Region stop doing split/compaction after bulkload data to HBase every 3 minutes

Solved Go to solution

Region stop doing split/compaction after bulkload data to HBase every 3 minutes

New Contributor

Hi all,

When I use bulkload to load 2~3GB data into a table every 3 minutes, I see some regions suspend doing split/compaction(it may start split but doesn't finish after 1 hour). Eventually, there are some orphan HFiles on the HBase, and make some data loss. Does anyone know is it a bug if I doing bulkload too often? Thanks!

Platform: CDH4
Hbase version: 0.94
Hbase region size: 18 GB
Bulkload frequency: load 3GB data to a single table every 3 minutes

1 ACCEPTED SOLUTION

Accepted Solutions

Re: Region stop doing split/compaction after bulkload data to HBase every 3 minutes

Master Collaborator

Frequent bulk loads is not a good long-term use case for HBase...for the exact reasons you mentioned.  The compaction queue and data maintenance overhead just never catches up.

 

Can you either A) just stream the writes into HBase constantly using puts, or B) hold off on the bulk loads until the HFiles are full 18GB (eg. one region) in size?  At least reduce the compactions and splits?

3 REPLIES 3

Re: Region stop doing split/compaction after bulkload data to HBase every 3 minutes

Master Collaborator

Frequent bulk loads is not a good long-term use case for HBase...for the exact reasons you mentioned.  The compaction queue and data maintenance overhead just never catches up.

 

Can you either A) just stream the writes into HBase constantly using puts, or B) hold off on the bulk loads until the HFiles are full 18GB (eg. one region) in size?  At least reduce the compactions and splits?

Re: Region stop doing split/compaction after bulkload data to HBase every 3 minutes

New Contributor
Thanks for your reply. I have revised the solution and write into HBase using puts. It works without problem mentioned before.

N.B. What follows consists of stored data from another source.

PR #1039, opened 2026-05-03
Display string values in the playground UI

garretfick:


compiler/playground/src/lib.rs
```diff
@@ -171,6 +156,39 @@ fn build_enum_value_map(container: &Container) -> EnumValueMap {
...
+    }
+    let cur_len = u16::from_le_bytes([data_region[off + 2], data_region[off + 3]]) as usize;
+    let start = off + STRING_HEADER_BYTES;
+    let end = start + cur_len;
+    if end > data_region.len() {
+        return "'<invalid>'".into();
+    }
+    let bytes = &data_region[start..end];
+    let text = String::from_utf8_lossy(bytes);
+    format!("'{text}'")
```
garretfick: What will happen if the text contains characters such as newline or null terminating. I think we need to substitute those with IEC defined escape sequences.

compiler/playground/src/lib.rs
```diff
@@ -171,6 +156,39 @@ fn build_enum_value_map(container: &Container) -> EnumValueMap {
...
+            map.insert(entry.var_index.raw(), entry.data_offset);
+        }
+    }
+    map
+}
+
+/// Reads a STRING value from the data region at the given offset and renders
+/// it as a single-quoted IEC literal. Returns `'<invalid>'` if the offset
+/// or length would read out of bounds.
+fn read_string_value(data_region: &[u8], data_offset: u32) -> String {
```
garretfick: Can we make the idea of 'invalid' a return type so that we can display this differently in the UI? Right now, the string invalid and not actually being valid would look the same.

Re: Region stop doing split/compaction after bulkload data to HBase every 3 minutes

Explorer

I agree with Clint, Bulk Loading into HBase every 3 minutes is too often and will cause a ton of compactions.  To remedy the splits you should have an overall understanding of what your data will look like 6 months - 1 year from now and pre-split the table upon creation.  This should give you enough regions to load all of your data without having to split everytime.  This is a best practice for puts as well.  Also with regards to Bulk Loading early versions of CDH4 had some issues with sequence numbers and I would advise moving to CDH 5.1.3.